WHAT IS EXPECTED:
Only a number is expected in reply: the count of lines below where the word "policy" occurs.

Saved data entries
PR #2634, opened 2026-08-18
Give every policy its own slice of the trainer placement group

fzyzcjy:
Part of #1837


fzyzcjy (commented):
No correctness or regression blocker attributable to this op remains at deliver-2. The temporary multi-policy integration gaps are resolved before the target deliver.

FINAL ANSWER:
2